Households in the UK could soon save around £150 a year (180 euros, 190 dollars) on their energy bills thanks to new technology. This is a system that uses excess heat from servers in data centers to heat water.
It seems incredible, but almost 50% of the energy used in data centers to cool servers is wasted. It could be used more efficiently.
Heata, power from servers
Start-up Heata, founded by British Gas five years ago, has developed an innovative solution that involves installing small data servers the size of a shoe box in homes.
These machines use a water tank as a heat sink, replacing typical computer cooling hardware. This way, the heat generated by the server's two processors is used to heat water for showering or washing dishes.
Heata has already successfully tested its system in 20 homes and is now carrying out a larger trial, funded by the UK government, involving 80 families. The installation of the servers, which will last a year, is already halfway done.
More inventiveness, less waste
Secondo Chris Jordan, co-founder of Heata, each device could deliver up to 4,8 kilowatt hours of energy per day, which is approximately 80% of the hot water demand of an average UK household.

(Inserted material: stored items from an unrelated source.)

PR #2331, opened 2024-08-21
[ci] Fix awscurl run headers

xyang16:
## Description ##

Fix awscurl run headers: Remove space because it's string.

### DIFF
--- a/tests/integration/llm/client.py
+++ b/tests/integration/llm/client.py
@@ -975,7 +975,7 @@ def awscurl_run(data,
                 json_results=False,
                 random_delay=False):
     find_awscurl()
-    headers = "Content-type: application/json"
+    headers = "Content-type:application/json"
     endpoint = f"http://127.0.0.1:8080/invocations"
     if dataset:
         dataset_dir = os.path.join(os.path.curdir, "dataset")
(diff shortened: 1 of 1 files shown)


tests/integration/llm/client.py
```diff
@@ -975,7 +975,7 @@ def awscurl_run(data,
                 json_results=False,
                 random_delay=False):
     find_awscurl()
-    headers = "Content-type: application/json"
+    headers = "Content-type:application/json"
```
frankfliu, line 978: Why this causing problem?

xyang16: See this example:

`./awscurl -c 1 -N 5 -X POST http://127.0.0.1:8080/invocations --connect-timeout 300 -H Content-type: application/json -d '[{"key": "what is panda?", "value": "hi"}]'   -P -t`

Having space in this the Content-type not passed in correctly. The other fix is add quote for Content-type.

frankfliu: I see, we should add quote instead of remove space

xyang16: Changed.

frankfliu (approved):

Heata records the server's electricity consumption and reimburses the management cost to the homeowner, who will save, as mentioned, around £150 per year on the bill (it's like having one less bill per year, but it depends on consumption ).
And the startup UK what does it gain? Heata already has customers waiting to use the servers for compute-intensive needs, such as architecture firms that need to render 3D animations.
Let's face it
The idea of creating distributed data centers, with a network of small "home" servers that in exchange also offer a small saving on the bill is not a bad one. If you want more details, you find them here. By eye, it brings advantages to everyone, even if they are small and perhaps only on large numbers.
Or rather: from this year's tests we will understand if this is the case, but the solution is very creative and deserves further investigation. So, if it works even with a small positive balance, why not implement it?